=== Data provided ===
PR #1558, opened 2018-06-28
Feature/permissions existing endpoints

agduncan94:
Workflow/Hosted workflow endpoints now check user permissions instead of only if user owns.


dockstore-webservice/src/main/java/io/dockstore/webservice/resources/WorkflowResource.java
```diff
@@ -336,7 +336,7 @@ private void refreshHelper(final SourceCodeRepoInterface sourceCodeRepoInterface
     public Workflow refresh(@ApiParam(hidden = true) @Auth User user, @ApiParam(value = "workflow ID", required = true) @PathParam("workflowId") Long workflowId) {
         Workflow workflow = workflowDAO.findById(workflowId);
         checkEntry(workflow);
-        checkUser(user, workflow);
+        checkCanWriteWorkflow(user, workflow);
```
coverbeck: Should this be a check for whether a user can read? Or is refresh considered writing?

denis-yuen: I think the refresh code currently will use a user's own credentials to refresh. 
i.e. a workflow might be shared with write permission to someone else, but its possible they don't have correct permissions in git. 

Until we get that code updated to take that into account (using a valid user's token to refresh?) (please create an issue @agduncan94), I won't think it makes sense to allow refresh via the write permission

Issue #1548, opened 2018-06-27
Test json link generation and launch display issues


garyluu:
### Expected behaviour
The command listed under `or grab one that the workflow author has provided (if applicable) ` should have the correct TRS path in UI2.

Note: this works on staging

### Actual behaviour
The TRS path listed is https://dockstore.org:8443/api/ga4gh/v2/tools/%23workflow%2F%20%24%7B%20workflowPath)%20%7D/versions/%24%7B%20versionName%20%7D/NXT/tests

### Steps to reproduce the behaviour 
- See Dockstore.org
- https://dockstore.org/workflows/github.com/HumanCellAtlas/skylab/HCA_SmartSeq2:dockstore?tab=info

 DockstoreAPI - 1.4.4
DockstoreUI - 2.1.4 

Also 

### Expected behaviour
Should hide Launch With Firecloud for workflows with secondary descriptors?
@coverbeck is it the case that both the checker workflow and the parent should not display launch with due to their use of secondary descriptors
https://dockstore.org/workflows/github.com/HumanCellAtlas/skylab/HCA_SmartSeq2_wdl_checker:dockstore?tab=info
and 
https://dockstore.org/workflows/github.com/HumanCellAtlas/skylab/HCA_SmartSeq2:dockstore?tab=info 

### Actual behaviour

Not sure, but should add documentation on what kind of workflows (http imports, no. relative imports, no?) work with Firecloud launch-with at https://docs.dockstore.org/docs/user-tutorials/language-support/

┆Issue is synchronized with this [JIRA Story](https://ucsc-cgl.atlassian.net/browse/DOCK-32)
┆Issue Number: DOCK-32

garyluu:
If DNAStack doesn't handle secondary descriptors imports either, should probably hide/disable that button too.

coverbeck:
Yes, we currently do hide Launch with FireCloud if there are secondary descriptors. But as @garyluu pointed out in verifying #1372 , maybe we should disable it instead of hide, with a tooltip explaining why.

We should also update https://docs.dockstore.org/docs/user-tutorials/firecloud-launch-with/ to mention this restriction.

garyluu:
Ok so it appears there's a bug where it's hidden most of the times, but if you go to https://dockstore.org/workflows/github.com/HumanCellAtlas/skylab/HCA_SmartSeq2:dockstore?tab=info and then click the checker workflow, it will appear.  Refreshing the check workflow page however, makes it disappear.

[...]

PR #1560, opened 2018-06-28
Add descriptions and warning abouts imports

garyluu:
Part of #1548 

Updating the language-support table, also add some warnings into the launch-with docs.  The latter might not even be necessary if the disabled button has a tooltip that provides this information

### DIFF
--- a/_docs/dnastack-launch-with.md
+++ b/_docs/dnastack-launch-with.md
@@ -45,4 +45,8 @@ You will need to pick a version of your workflow to import and a project to impo
 Then hit the button to "Import" and continue from within the DNAstack interface to run your workflow. 
 Note that as with the above approach, you will want to double-check that the workflow specifies a runtime environment (docker, cpu, memory, and disks) if you have trouble importing the workflow and that the workflow has not been imported before. 
 
-Additionally, DNAStack does not currently support HTTP or file-based imports.  Importing a workflow with those imports will result in error.
+
+## Limitations
+0. Only launching of workflows is supported, not tools.
+0. DNAStack does not currently support http(s) or file-path based imports.  Importing a workflow with those imports will result in error.  See [cromwell imports docs](https://cromwell.readthedocs.io/en/develop/Imports/) for more info about imports.
+0. Only support the WDL language.
--- a/_docs/dnastack-launch-with.md
+++ b/_docs/dnastack-launch-with.md
@@ -44,3 +44,5 @@ If not logged into DNAstack, you will be prompted to login. Otherwise or after l
 You will need to pick a version of your workflow to import and a project to import it into.
 Then hit the button to "Import" and continue from within the DNAstack interface to run your workflow. 
 Note that as with the above approach, you will want to double-check that the workflow specifies a runtime environment (docker, cpu, memory, and disks) if you have trouble importing the workflow and that the workflow has not been imported before. 
+
+Additionally, DNAStack does not currently support HTTP or file-based imports.  Importing a workflow with those imports will result in error.
--- a/_docs/dnastack-launch-with.md
+++ b/_docs/dnastack-launch-with.md
@@ -47,6 +47,6 @@ Note that as with the above approach, you will want to double-check that the wor
 
 
 ## Limitations
-0. Only launching of workflows is supported, not tools.
+1. While we support launching of WDL workflows, tools as listed in Dockstore are currently not supported.
 0. DNAStack does not currently support http(s) or file-path based imports.  Importing a workflow with those imports will result in error.  See [cromwell imports docs](https://cromwell.readthedocs.io/en/develop/Imports/) for more info about imports.
-0. Only support the WDL language.
+0. Only the WDL language is supported.
--- a/_docs/firecloud-launch-with.md
+++ b/_docs/firecloud-launch-with.md
@@ -36,6 +36,6 @@ Note that you will want to double-check that the workflow specifies a runtime en
 and disks). 
 
 ## Limitations
-0. Only launching of workflows is supported, not tools.
+1. While we support launching of WDL workflows, tools as listed in Dockstore are currently not supported.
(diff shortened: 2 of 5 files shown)


_docs/dnastack-launch-with.md
```diff
@@ -44,3 +44,5 @@ If not logged into DNAstack, you will be prompted to login. Otherwise or after l
 You will need to pick a version of your workflow to import and a project to import it into.
 Then hit the button to "Import" and continue from within the DNAstack interface to run your workflow. 
 Note that as with the above approach, you will want to double-check that the workflow specifies a runtime environment (docker, cpu, memory, and disks) if you have trouble importing the workflow and that the workflow has not been imported before. 
+
+Additionally, DNAStack does not currently support HTTP or file-based imports.  Importing a workflow with those imports will result in error.
```
denis-yuen: This doesn't really belong in `## While browsing Dockstore` since it could occur with both scenarios. 
Please elaborate by showing an example of both kind of import. This can be part of a new limitations section.

_docs/firecloud-launch-with.md
```diff
@@ -12,6 +12,8 @@ information on what that looks like from a user point of view in a mini tutorial
 When browsing WDL workflows from within Dockstore, you will see a "Launch with FireCloud" button on the right. The currently selected
 version of the workflow will be exported, but this can subsequently be changed in the FireCloud UI if need be.
 
+Note: Workflows with file-based imports are unsupported in FireCloud, the button will be disabled for those workflow versions.
```
denis-yuen: Same here, please elaborate and show an example of how one might transform a file based import into a http import as a workaround. (you might be able to use some content from topmed).

_includes/language-support.html
```diff
@@ -51,8 +51,10 @@
         <tr>
             <td>Launch-with Platforms</td>
             <td class="danger">N/A</td>
-            <td class="success">FireCloud
-                <br>DNAStack (workflows only)</td>
+            <td class="success">
+                FireCloud (HTTP imports supported, but not file-based imports)
```
denis-yuen: is it workflows only for Firecloud as well? 

Please elaborate. Use full sentences and a legend as appropriate.

_docs/dnastack-launch-with.md
coverbeck: When you merge to gh-pages, are these changes visible right away?

Asking because we will be changing the button to be disabled in that case, and so Dockstore should prevent you from running into this error.

Should I just update these docs when I make that change?

_docs/firecloud-launch-with.md
coverbeck: Similar to my previous comment; right now the button is hidden not disabled. How do we keep the code and doc in sync?

_docs/dnastack-launch-with.md
denis-yuen: Yup for right away. 

Addressing both comments, I think it makes sense for the tooltip to have a short description and to link to the appropriate document for a full description and possible workarounds in the case of Firecloud.

_docs/firecloud-launch-with.md
denis-yuen: I think we just have to describe the current situation and update when the docs change. 
Ideally, we could use comments to describe what needs to change afterwards, not sure what comment format markdown uses.

coverbeck: In that case the doc for now should say `the button will be hidden for those workflow versions`.

_docs/dnastack-launch-with.md
garyluu: For DNA stack, the button is disabled/hidden only for the version that can't be handled.  But once you go into the DNAStack interface, I don't think there's anything preventing the user from selecting any version.

_docs/firecloud-launch-with.md
garyluu: Could always merge after your disabled-button fix is in

_includes/language-support.html
garyluu: @coverbeck to answer

garyluu: probably workflows only too

_docs/dnastack-launch-with.md
coverbeck: That's true for FC as well. You can pick any version from their UI.

_includes/language-support.html
coverbeck: We only added the button to workflows, so there's now way to export a tool to FC, and it doesn't look there is a way in the FC UI to select a tool. So, yes workflows only for FC.

_docs/for-developers.md
```diff
@@ -171,3 +171,26 @@ Registering many tools or very few tools?
...
 
 Generally, Write API webservice and client has the highest setup time compared to the other methods of registering.  But, as you register more tools, the Write API tends to become the better choice (since it performs many intermediary steps for you).
+
+## Converting File-path Based Imports to Public http(s) Based Imports
+
+See https://cromwell.readthedocs.io/en/develop/Imports/ for a general knowledge on imports.  
+
+Imports allow you to reference other files in your workflow.  There are two types of resources that are supported in imports: http(s) and file-path based. Any public http(s) based URL can be used as the resource for an import, such as a website, GitHub, GA4GH compliant TES endpoint, and etc.
+
+There are times when you may want to convert file-path based imports to public http(s) imports.  One such reason is to ensure compatibility with FireCloud since it currently does not support file-path based imports.  There are so many different ways to convert to a public http(s) based import, the following are two examples.
```
coverbeck: Just a stylistic thing, so feel free to ignore, but I would say `There are many different ways...` instead of `There are so many different ways`.

_docs/for-developers.md
```diff
@@ -171,3 +171,26 @@ Registering many tools or very few tools?
...
+
+You can host your file on GitHub and import it in the workflow descriptor like Topmed does:
```
coverbeck: Maybe `like the Topmed workflow does` or simply `in the workflow descriptor like this:`? Most people will presumably not know what TopMed is.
===
**Goal of the exercise:**
State only the number of lines above that contain the word "think".

**Solution to the problem:**
5